Kepala SMAN 2 Timpah, Yedija, mengaku terharu sekaligus tidak menyangka hujan datang begitu cepat setelah para siswa dan warga sekolah bersama-sama memanjatkan doa memohon turunnya hujan.
“Ini kami ada turun hujan sebentar, sungguh luar biasa doa-doa anak-anak. Saya juga tidak menyangka secepat ini. Dalam rentang waktu enam jam setelah Shalat Istisqa, hujan pun turun,” ungkap Yedija, Senin (24/8/2026).
Turunnya hujan tersebut menjadi momen yang sangat disyukuri warga sekolah. Sebelumnya, Yedija menceritakan SMAN 2 Timpah berada jauh dari ibu kota Kecamatan Timpah dan terletak di kawasan dataran pasir, sehingga panas dan kegersangan sangat terasa saat musim kemarau.
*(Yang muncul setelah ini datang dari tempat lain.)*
PR #781, opened 2023-02-12
Improve usability on 'ghcup config add-release-channel'

### LINKED ISSUE #751: Should `ghcup config add-release-channel` build a set rather than a list?
Should `ghcup config add-release-channel` build a set rather than a list, or at least a nublist (if order matters)?

After hitting `ghcup config add-release-channel ...` twice, I am seeing:
```console
$ ghcup config 
...
url-source:
  AddSource:
  - Right: https://raw.githubusercontent.com/haskell/ghcup-metadata/master/ghcup-prereleases-0.0.7.yaml
  - Right: https://raw.githubusercontent.com/haskell/ghcup-metadata/master/ghcup-prereleases-0.0.7.yaml
...
```

hasufell:
Fixes #751 (or so I hope).

@andreasabel 

----

Test:

```
ghcup config add-release-channel https://raw.githubusercontent.com/haskell/ghcup-metadata/develop/ghcup-vanilla-0.0.7.yaml
ghcup config add-release-channel https://raw.githubusercontent.com/haskell/ghcup-metadata/master/ghcup-prereleases-0.0.7.yaml
ghcup config add-release-channel https://raw.githubusercontent.com/haskell/ghcup-metadata/develop/ghcup-vanilla-0.0.7.yaml
```

Result:

```
[ Error ] [GHCup-00350] Duplicate release channel detected when adding:
[ ...   ]   https://raw.githubusercontent.com/haskell/ghcup-metadata/master/ghcup-vanilla-0.0.7.yaml
[ ...   ] Giving up. You can use '--force' to remove and append the duplicate URI (this may change order/semantics).
```

### DIFF
--- a/app/ghcup/GHCup/OptParse/Config.hs
+++ b/app/ghcup/GHCup/OptParse/Config.hs
@@ -159,6 +159,9 @@ updateSettings usl usr =
     --[ Entrypoint ]--
     ------------------
 
+data Duplicate = Duplicate     -- ^ there is a duplicate somewhere in the middle
+               | NoDuplicate   -- ^ there is no duplicate
+               | DuplicateLast -- ^ there's a duplicate, but it's the last element
 
 
 config :: forall m. ( Monad m
@@ -207,16 +210,20 @@ config configCommand settings userConf keybindings runLogger = case configComman
     r <- runE @'[DuplicateReleaseChannel] $ do
       case urlSource settings of
         AddSource xs -> do
-          when (not force && Right uri `elem` xs) $ throwE (DuplicateReleaseChannel uri)
-          lift $ doConfig (defaultUserSettings { uUrlSource = Just $ AddSource (appendUnique xs (Right uri)) })
-          pure ()
+          case checkDuplicate xs (Right uri) of
+            Duplicate
+              | not force -> throwE (DuplicateReleaseChannel uri)
+            DuplicateLast -> pure ()
+            _ -> lift $ doConfig (defaultUserSettings { uUrlSource = Just $ AddSource (appendUnique xs (Right uri)) })
         GHCupURL -> do
           lift $ doConfig (defaultUserSettings { uUrlSource = Just $ AddSource [Right uri] })
           pure ()
         OwnSource xs -> do
-          when (not force && Right uri `elem` xs) $ throwE (DuplicateReleaseChannel uri)
-          lift $ doConfig (defaultUserSettings { uUrlSource = Just $ OwnSource (appendUnique xs (Right uri)) })
-          pure ()
+          case checkDuplicate xs (Right uri) of
+            Duplicate
+              | not force -> throwE (DuplicateReleaseChannel uri)
+            DuplicateLast -> pure ()
+            _ -> lift $ doConfig (defaultUserSettings { uUrlSource = Just $ OwnSource (appendUnique xs (Right uri)) })
         OwnSpec spec -> do
           lift $ doConfig (defaultUserSettings { uUrlSource = Just $ OwnSource [Left spec, Right uri] })
           pure ()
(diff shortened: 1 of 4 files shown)


app/ghcup/GHCup/OptParse/Config.hs
```diff
@@ -203,22 +203,40 @@ config configCommand settings userConf keybindings runLogger = case configComman
...
 
  where
+  -- appends the element to the end of the list, but also removes it from the existing list
+  appendUnique :: Eq a => [a] -> a -> [a]
+  appendUnique xs' e = go xs'
+   where
+    go [] = [e]
+    go (x:xs)
+      | x == e    =     go xs -- skip
+      | otherwise = x : go xs
```
hasufell, line 238: Here is the meat.

app/ghcup/GHCup/OptParse/Config.hs
```diff
@@ -203,22 +203,40 @@ config configCommand settings userConf keybindings runLogger = case configComman
...
-      OwnSource xs -> do
-        doConfig (defaultUserSettings { uUrlSource = Just $ OwnSource (xs <> [Right uri]) })
-        pure ExitSuccess
-      OwnSpec spec -> do
-        doConfig (defaultUserSettings { uUrlSource = Just $ OwnSource ([Left spec, Right uri]) })
+  AddReleaseChannel force uri -> do
+    r <- runE @'[DuplicateReleaseChannel] $ do
+      case urlSource settings of
+        AddSource xs -> do
+          when (not force && Right uri `elem` xs) $ throwE (DuplicateReleaseChannel uri)
```
hasufell, line 210: here we error

app/ghcup/GHCup/OptParse/Config.hs
```diff
@@ -203,22 +203,40 @@ config configCommand settings userConf keybindings runLogger = case configComman
...
+          lift $ doConfig (defaultUserSettings { uUrlSource = Just $ AddSource (appendUnique xs (Right uri)) })
+          pure ()
+        GHCupURL -> do
+          lift $ doConfig (defaultUserSettings { uUrlSource = Just $ AddSource [Right uri] })
+          pure ()
+        OwnSource xs -> do
+          when (not force && Right uri `elem` xs) $ throwE (DuplicateReleaseChannel uri)
```
hasufell, line 217: ditto

cartazio:
conceptually, is the configuration a Map from keys to config values wrapped in the First Monoid https://hackage.haskell.org/package/base-4.17.0.0/docs/Data-Monoid.html#t:First by default, and the --force flag would correspond with the Last monoid? https://hackage.haskell.org/package/base-4.17.0.0/docs/Data-Monoid.html#t:Last

roughly `Map ConfigName (First ConfigValue)`?

hasufell:
@cartazio no idea. Never used those.

`--force` does not have an effect on which keys in the nested Maps are overwritten, it only changes the overwrite order.

Say:

- A: `ghcup-vanilla-0.0.7.yaml`
- B: `ghcup-0.0.7.yaml`

Both have duplicate keys (GHC versions).

If you have configured the order `[ A, B ]`, then B takes precedence. 

If you now say **add A** with current GHCup, you get `[ A, B, A ]` which is the same as `[ B, A ]` just more inefficient. 

With the new patch, ghcup will error out.

With `--force`, you'll get `[ B, A ]` (as opposed to `[ A, B, A ]`).

Does that make sense?

cartazio:
I will admit I’m even more confused about the current semantics then :)

I understand that for non conflicting keys, it should be a union.

What’s the current shadowing override rule on conflict and what’s the new
one?

hasufell:
> What’s the current shadowing override rule on conflict and what’s the new one?

Duplicate keys are overwritten right biased, no matter whether you use `--force` or not. `--force` just changes the element index of one of the elements in the list we union over.

app/ghcup/GHCup/OptParse/Config.hs
andreasabel: So, if I understand correctly, addition sequence `a.b.a` will now error unless `force`d.  
But also `a.a` will error, but this is in effect the same as `a`, because the action of adding a fixed channel at the end is idempotent (if we ignore the extra entry in `xs`).
I am a bit worried about the error in such don't-care situations.  This could lead to regressions for uses of `ghcup` in scripts.  
But I understand that just ignoring duplicate additions with a warning (unless `force`) is also not a backwards-compatible solution, and even worse than a hard error.

Could one stick with a warning just in case the last channel is added again?  In these cases we know that adding it again is redundant.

Kondisi itu semakin berat karena kebakaran hutan dan lahan di sekitar wilayah tersebut turut menimbulkan asap yang mengganggu kenyamanan warga sekolah.
Bagi keluarga besar SMAN 2 Timpah, hujan yang turun sekitar enam jam setelah Shalat Istisqa menjadi penguat harapan di tengah kemarau. Meski berlangsung singkat, rintik hujan tersebut disambut penuh rasa syukur, sekaligus menjadi pengalaman berkesan bagi para siswa tentang pentingnya doa, ikhtiar, kebersamaan, serta kepedulian terhadap alam dan lingkungan.